RECORDS SHOWN:
PR #15, opened 2018-10-30
Fix PEP 8 errors

Glutexo:
Fixed all PEP 8 errors that Flake8 found. Sorry for such an invasive change, @dehort. I was a bit afraid that if we won’t enforce the style now, we’d never get rid of the mess.


jhjaggars:
How about using https://github.com/ambv/black to enforce style and formatting?

Glutexo:
@jhjaggars I‘d go for it. Or at least for a flake8 PR linting. I just wanted submit a first cleanup to begin with.

Glutexo:
This won’t be necessary if #22 gets merged. There are still some unanswered concerns. Once that is settled, let’s close this.

Glutexo:
#22 is merged. Closing.

PR #22, opened 2018-11-01
using black for formatting

jhjaggars:
This PR shows what it'd be like to use black for formatting


Glutexo:
Hmmm… I get different results from Black in its default configuration:

* Puts operators on the beginning of the continuation line of multi-line expressions.
* Replaces single-quotes by double-quotes.
* Removes some blank lines, typically the first blank line in a class definition.

It looks like that if we want to use Black for linting, we should make sure it’s configured the same way. Black itself [discourages](https://github.com/ambv/black#pyprojecttoml) configuration though.

But 👍 – I’d be willing to use it.

PR #23, opened 2018-11-01
moving from a single canonical facts field to explict fields

jhjaggars:


PaulWay:
So how are these going to be stored in the database?  A set of related tables?  Are you going to manage the `canonical_facts` property internally?

PR #26, opened 2018-11-02
Update python_version according to docker-compose

dLobatog:
Currently, 'FROM python:3' in docker-compose.yml is installing the app in 
a container which only has python 3.7.1 available, so the mismatch between
that and the version in Pipfile throw a warning and make it unable to start.

### DIFF
--- a/Pipfile
+++ b/Pipfile
@@ -23,4 +23,4 @@ request = "*"
 pytest = "*"
 
 [requires]
-python_version = "3.6"
+python_version = "3.7.1"


Glutexo:
What do you think, @dehort @jhjaggars, can we merge this?

Glutexo:
There is no _docker-compose.yml_ now. But in the [_Pipfile_](https://github.com/RedHatInsights/insights-host-inventory/blob/24fb0c9847e17e8e64c6b1327cd2974520828fbf/Pipfile) the Python version is already [specified](https://github.com/RedHatInsights/insights-host-inventory/blob/24fb0c9847e17e8e64c6b1327cd2974520828fbf/Pipfile) as _3.6_. Closing as resolved.

PR #4841, opened 2026-08-24
feat(RHINENG-30193): Add missing column keys to views validation allowlist

adarshdubey-star:
## Jira
[RHINENG-30193](https://issues.redhat.com/browse/RHINENG-30193)

## What
Add missing core inventory column keys to the views validation allowlist so the frontend can save views that include `tags`, `status`, `infrastructure`, `vendor`, `workload`, and `created`.

## Why
The frontend was failing to save view configurations with errors like `Invalid column key 'status'` and `Invalid column key 'tags'`. `VALID_CORE_VIEW_FIELDS` only allowed 5 core keys, but the SystemsView column catalogue uses 11. These keys are display metadata stored in the view config JSONB — the backend does not use them to fetch data.

## How
Expanded `VALID_CORE_VIEW_FIELDS` in `api/views_validation.py` with the 6 missing keys from the frontend column catalogue. No sort allowlist changes — the frontend maps `status` sorting to `updated` internally and does not send `status` as an `orderBy` to the backend.

## Testing
- Added `test_creates_view_with_all_core_columns` covering all 11 core column keys in a single POST
- `uv run pytest tests/test_api_views.py` — 85 passed
- `uv run pytest tests/test_views_repository.py` — 34 passed
- Existing invalid-column-key rejection tests still pass (`nonexistent_field`, `advisor:nonexistent`, etc.)

## PR Guidelines

## PR Guideline checks

[RHINENG-30193]: https://redhat.atlassian.net/browse/RHINENG-30193?atlOrigin=eyJpIjoiNWRkNTljNzYxNjVmNDY3MDlhMDU5Y2ZhYzA5YTRkZjUiLCJwIjoiZ2l0aHViLWNvbS1KU1cifQ

## Summary by Sourcery

Expand the views validation allowlist to accept the complete set of core inventory column keys.

Bug Fixes:
- Allow view configurations to be saved when they include the missing core inventory columns: tags, status, infrastructure, vendor, workload, and created.

Tests:
- Add coverage for creating a view containing all 11 supported core columns.


kruai (dismissed):

fstavela (dismissed):
The code changes LGTM, however, I have a question about the general direction and architecture.
You mentioned that we are adding these frontend columns and that the frontend will map them to the backend fields when requesting the hosts. Is this the right approach? Shouldn't the backend store information about backend columns? This creates a tighter coupling between the backend and frontend microservices. This doesn't have to mean that there is an issue, but I just want to make sure this was considered.
An even higher-level question is if frontend should even need to request the hosts with all the filters and field parameters every time it wants to get hosts based on a specific view. If the backend stored backend columns in the view configuration, then we could have a `GET /hosts-view/<view-id>` endpoint which would return all hosts data based on a specific view and frontend wouldn't have to map all the filters. Also, then the views would also be usable just via backend, for example by some scripts.
But I'm just thinking out loud to make sure that these things were considered at some point.

adarshdubey-star:
> The code changes LGTM, however, I have a question about the general direction and architecture. You mentioned that we are adding these frontend columns and that the frontend will map them to the backend fields when requesting the hosts. Is this the right approach? Shouldn't the backend store information about backend columns? This creates a tighter coupling between the backend and frontend microservices. This doesn't have to mean that there is an issue, but I just want to make sure this was considered. An even higher-level question is if frontend should even need to request the hosts with all the filters and field parameters every time it wants to get hosts based on a specific view. If the backend stored backend columns in the view configuration, then we could have a `GET /hosts-view/<view-id>` endpoint which would return all hosts data based on a specific view and frontend wouldn't have to map all the filters. Also, then the views would also be usable just via backend, for example by some scripts. But I'm just thinking out loud to make sure that these things were considered at some point.

@fstavela The view configuration is a UI layout descriptor it tells the frontend which columns to render and in what order, not how to query the backend. Keys like tags and status are display concerns (status isn't even a stored field, it's computed from modified_on). The backend validates them to prevent garbage from being saved, but the actual mapping from display key to API params lives in the frontend, which is where that knowledge belongs.

If we stored backend-native column keys instead, the view config would leak backend implementation details and the frontend would still need a mapping layer to know which columns to show in the UI. So the coupling would shift, not reduce.

On the GET /hosts-view/<view-id> idea, I actually think that's worth exploring as a future enhancement. It would make views usable from scripts and automation without having to reconstruct the query. But it would also mean the backend needs to understand every column/filter key and how to translate it into a query, which is a bigger scope change. For now the frontend already handles this translation, so the current approach works

api/views_validation.py
```diff
@@ -10,11 +10,17 @@
 
 VALID_CORE_VIEW_FIELDS = frozenset(
     {
-        "updated",
+        "created",
         "display_name",
         "group_name",
```
computercamplove, line 15: should it be `workspace_name`?

adarshdubey-star: workspace_name is the filter key, not the column key

kruai (approved):

PR #4859, opened 2026-08-26
fix: Catch export-service "resource already processed" responses

kruai:
## Jira
None

## What
Catch export-service's "already been processed" responses, even when the response status isn't HTTP 400

## Why
export-service's "already been processed" responses don't have HTTP 400 response status, so they're not being correctly handled; these are falling through as exceptions, and leading to alerts triggering more frequently. I'm not sure if the response code changed recently, or if it was never HTTP 400 to begin with; either way, this change makes it catch these responses more broadly.

## How
Remove the `response.status_code` condition from the check

## Testing
Update `test_already_processed_does_not_raise` with parametrized status codes

## PR Guidelines

## PR Guideline checks

## Summary by Sourcery

Handle export-service already-processed responses independently of their HTTP status code.

Bug Fixes:
- Treat export-service responses indicating that a resource has already been processed as successful regardless of the HTTP status code, preventing duplicate deliveries from raising exceptions and triggering unnecessary alerts.

Tests:
- Parameterize already-processed response coverage across bad request, conflict, and internal server error status codes.


rodrigonull (approved):

tests/test_export_service.py
```diff
@@ -323,9 +323,13 @@ class TestHandleExportResponse:
     def test_accepted_response(self):
         _handle_export_response(_make_response(HTTPStatus.ACCEPTED, "payload delivered"), uuid4(), "json")
 
-    def test_already_processed_does_not_raise(self):
+    @pytest.mark.parametrize(
+        "status_code",
+        [HTTPStatus.BAD_REQUEST, HTTPStatus.CONFLICT, HTTPStatus.INTERNAL_SERVER_ERROR],
```
fstavela, line 328: Just checking, what is the response code that we see in the logs now? Are these all that can happen? Should we add OK and CREATED as well?

tests/test_export_service.py
```diff
@@ -323,9 +323,13 @@ class TestHandleExportResponse:
...
+    )
+    def test_already_processed_does_not_raise(self, status_code):
         resp = _make_response(
-            HTTPStatus.BAD_REQUEST,
+            status_code,
             '{"detail": "this resource has already been processed", "status": 400}',
```
fstavela, line 333:
```suggestion
            f'{"detail": "this resource has already been processed", "status": {status_code}}',
```

fstavela (commented):
Just a couple of comments on the tests

tests/test_export_service.py
kruai: We don't currently see what the response code was; we just know that it wasn't ACCEPTED or BAD_REQUEST. We can test for OK and CREATED as well; doesn't matter as long as it has "already been processed" in the response.

PR #4874, opened 2026-08-31
feat(RHINENG-30304): add user_view_preferences table for default view

adarshdubey-star:
## Jira
[RHINENG-30304](https://issues.redhat.com/browse/RHINENG-30304)

## What
Add `hbi.user_view_preferences` table, SQLAlchemy model, and tests for per-user default view pinning.

## Why
Foundation for the default view per user feature. Users currently must manually switch to their preferred view every time they open Inventory. This table stores which view each user has pinned as their default.

## How
- Alembic migration creates `user_view_preferences` with composite PK `(org_id, user_id)`, FK to `inventory_views.id` with `ON DELETE CASCADE`, and an index on `default_view_id`.
- `UserViewPreference` model added to `app/models/views.py` and registered in `app/models/__init__.py`.
- Test fixture and 5 tests covering: basic CRUD, PK uniqueness, FK constraint, cascade delete.

## Testing
- `make style` — all checks pass
- `pytest tests/test_views_repository.py` — 39/39 pass (5 new)
- `pytest tests/test_api_views.py` — 84/84 pass (no regressions)

## PR Guidelines

## PR Guideline checks

[RHINENG-30304]: https://redhat.atlassian.net/browse/RHINENG-30304?atlOrigin=eyJpIjoiNWRkNTljNzYxNjVmNDY3MDlhMDU5Y2ZhYzA5YTRkZjUiLCJwIjoiZ2l0aHViLWNvbS1KU1cifQ

## Summary by Sourcery

Add persistent per-user default view preferences to support pinned Inventory views.

New Features:
- Add per-user default inventory view preferences scoped by organization and user.

Enhancements:
- Expose the user view preference model for application use and enforce view relationship integrity with cascading cleanup.

Tests:
- Add coverage for preference creation, uniqueness, foreign-key validation, multi-user defaults, and cascade deletion.


tests/test_views_repository.py
```diff
@@ -303,3 +305,56 @@ def test_system_view_serialization(self, db_create_system_view):
...
+
+    def test_cascade_deletes_preference_when_view_deleted(self, db_create_view, db_create_user_view_preference):
+        view = db_create_view(org_id=ORG_ID, created_by=USER_ID)
+        db_create_user_view_preference(ORG_ID, USER_ID, view.id)
+
+        db.session.delete(view)
+        db.session.commit()
+
+        pref = UserViewPreference.query.filter_by(org_id=ORG_ID, user_id=USER_ID).one_or_none()
+        assert pref is None
```
computercamplove, line 360: @adarshdubey-star  when the default view is removed, should we fall back to "All systems" as the default?
When a user hasn't set a custom view as their default yet, i think "All systems" should act as the default.

I think there should always be exactly one default, because the UI always needs a view to load - the Systems page depends on a view to load the systems table, so we should fall back to the default one.

computercamplove: or maybe from tests i missed somehow the fallback part

adarshdubey-star: Yes, the fallback to "All systems" is planned. This PR is just the foundation: the table, model, and constraint tests. The fallback logic comes in the upcoming PR's

computercamplove: thank you for clarification!

fstavela (approved):
LGTM, thank you!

EXERCISE GOAL: Leave out every line before the one containing "computercamplove: thank you"; set down that line and all remaining lines of the material exactly.

OUTPUT OF THE EXERCISE:
computercamplove: thank you for clarification!

fstavela (approved):
LGTM, thank you!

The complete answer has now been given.